A program can be syntactically correct but semantically wrong. For example, "hello" + 5 may follow syntax rules but is a semantic error because you cannot add a string and a number.

Code generation

Code generation is the stage where the compiler converts the parse tree into machine code (or an intermediate code).

  • The parse tree is walked through, and corresponding machine code instructions are produced for each node
  • The output is often initially in an intermediate form before final machine code is generated
  • Memory addresses from the symbol table are used to allocate storage for variables

Code optimisation

Optimisation improves the generated code to make it run faster or use less memory, without changing what the program does.

  • Removing redundant instructions — for example, removing a variable that is assigned but never used
  • Simplifying calculations — replacing x * 2 with x + x if it is faster on the target processor
  • Loop optimisation — moving calculations that produce the same result every iteration outside of the loop
  • Dead code elimination — removing code that can never be reached or executed

In exam questions about compilation stages, remember the order: lexical analysis (tokenisation) then syntax analysis (grammar check) then semantic analysis (logic/meaning check) then code generation then optimisation. You may be asked to identify which stage detects a particular type of error.

Stage Purpose Type of error detected
Lexical analysis Tokenises code, removes comments Illegal characters, invalid tokens
Syntax analysis Checks grammar rules Missing brackets, wrong structure
Semantic analysis Checks logical meaning Type mismatches, undeclared variables
Code generation Produces machine code
Optimisation Improves efficiency

Programming errors: Description and examples

Errors in programs fall into three main categories. Understanding the differences is essential for debugging.

Syntax errors

A syntax error occurs when the code breaks the grammar rules of the programming language. The program will not compile or run until all syntax errors are fixed.

Examples:

  • Missing a closing bracket: print("hello"
  • Misspelling a keyword: pritn("hello")
  • Missing a colon at the end of an if statement (in Python): if x > 5
  • Forgetting to declare a variable (in languages that require it)

Syntax errors are detected at compile time (by a compiler) or immediately when the line is reached (by an interpreter).

Logic errors

A logic error occurs when the program runs without crashing but produces incorrect results.

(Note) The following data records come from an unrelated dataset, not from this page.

PR #298, opened 2017-12-18
Add global config for batch connect apps

### LINKED ISSUE #293: Support global config for `local` batch_connect sub-apps
Currently batch_connect apps can support sub-apps (or overrides for the main app) in a directory called `local/` underneath the root of the app itself:

https://github.com/OSC/ood-dashboard/blob/d6833b7e7f73c0f3eacc06e53cf5c9955bf4604a/app/models/batch_connect/app.rb#L63-L67

This should be expanded to support our goals of transforming all OOD system apps to support global configuration. In particular this is for the OOD system app [bc_desktop](https://github.com/OSC/bc_desktop/).

nickjer:
Fixes #293

### DIFF
--- a/config/configuration_singleton.rb
+++ b/config/configuration_singleton.rb
@@ -36,14 +36,10 @@ class ConfigurationSingleton
     to_bool(ENV['OOD_LOAD_EXTERNAL_CONFIG'] || (rails_env == 'production'))
   end
 
-  # The batch_connect apps' configuration root directory
+  # The root directory that holds configuration information for Batch Connect
+  # apps (typically each app will have a sub-directory underneath this)
   def bc_config_root
     Pathname.new(ENV["OOD_BC_APP_CONFIG_ROOT"] || "/etc/ood/config/apps")
-  end
-
-  # Whether we load the batch_connect apps' configuration from external root
-  def load_external_bc_config?
-    to_bool(ENV["OOD_LOAD_EXTERNAL_BC_CONFIG"])
   end
 
   # Load the dotenv local files first, then the /etc dotenv files and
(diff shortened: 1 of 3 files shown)


config/configuration_singleton.rb
```diff
@@ -36,6 +36,16 @@ def load_external_config?
...
 
+  # The batch_connect apps' configuration root directory
+  def bc_config_root
+    Pathname.new(ENV["OOD_BC_APP_CONFIG_ROOT"] || "/etc/ood/config/apps")
+  end
+
+  # Whether we load the batch_connect apps' configuration from external root
+  def load_external_bc_config?
+    to_bool(ENV["OOD_LOAD_EXTERNAL_BC_CONFIG"])
+  end
```
ericfranz: Before I add comments, can you further explain your thinking on the intention of `load_external_bc_config?` and `bc_config_root` and then the logic when actually loading?

For example, the implementation of

    def load_external_config?
       to_bool(ENV['OOD_LOAD_EXTERNAL_CONFIG'] || (rails_env == 'production'))
     end

has these goals:

1. default functionality is `load_external_config?` is true when `rails_env == 'production'`
2. if the OOD_LOAD_EXTERNAL_CONFIG env is set we use the bool value of that string, whether it is yes/no 1/0 true/false. This allows me in Rails development mode to enable loading external config, and in Rails production mode disable loading external config using a .env.local file. The former more than the latter is really useful for development.

It seems that `load_external_bc_config?` doesn't yet serve that purpose because it is always false unless `OOD_LOAD_EXTERNAL_BC_CONFIG` is set to something; and if `load_external_bc_config?` is false we are still loading external config for sys apps if the sys app directory exists:

    if Configuration.load_external_bc_config? || (router.type == :sys && global_sub_app_root.directory?)

nickjer: Ah, I forgot that when the env var is `nil` we fallback to default decision-making, I am calling the `to_bool` too early here. I will need to rethink this.

The simplest solution is that I remove the `#load_external_bc_config?` method and just use:

```ruby
if router.type == :sys && global_sub_app_root.directory?
```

The code is syntactically valid, but the algorithm is wrong.

Examples:

  • Using + instead of - in a calculation
  • Using > instead of >= in a condition, causing an off-by-one error
  • An infinite loop caused by forgetting to update the loop counter
  • Calculating an average by dividing by the wrong number

Logic errors are the hardest to find because the program does not crash or display an error message. They require careful testing and tracing to identify.

Runtime errors

A runtime error occurs when the program crashes or stops unexpectedly while running. The syntax is correct, but something goes wrong during execution.

Examples:

  • Division by zero — attempting to divide a number by 0
  • File not found — trying to open a file that does not exist
  • Stack overflow — infinite recursion that uses up all available memory
  • Out of range — accessing an array index that does not exist
  • Type error — attempting an operation on the wrong data type at runtime

Syntax error — code breaks the language’s grammar rules and will not run. Logic error — code runs but produces the wrong output. Runtime error — code compiles but crashes during execution due to an unexpected condition.

Error type When detected Program runs? Example
Syntax Compile time / interpretation No Missing bracket
Logic During testing (by the programmer) Yes, but wrong output Wrong operator used
Runtime During execution Starts, then crashes Division by zero

Exam questions may give you a code snippet and ask you to identify the type of error. If the code would not run at all, it is a syntax error. If it runs but gives the wrong answer, it is a logic error. If it runs but crashes on certain inputs, it is a runtime error.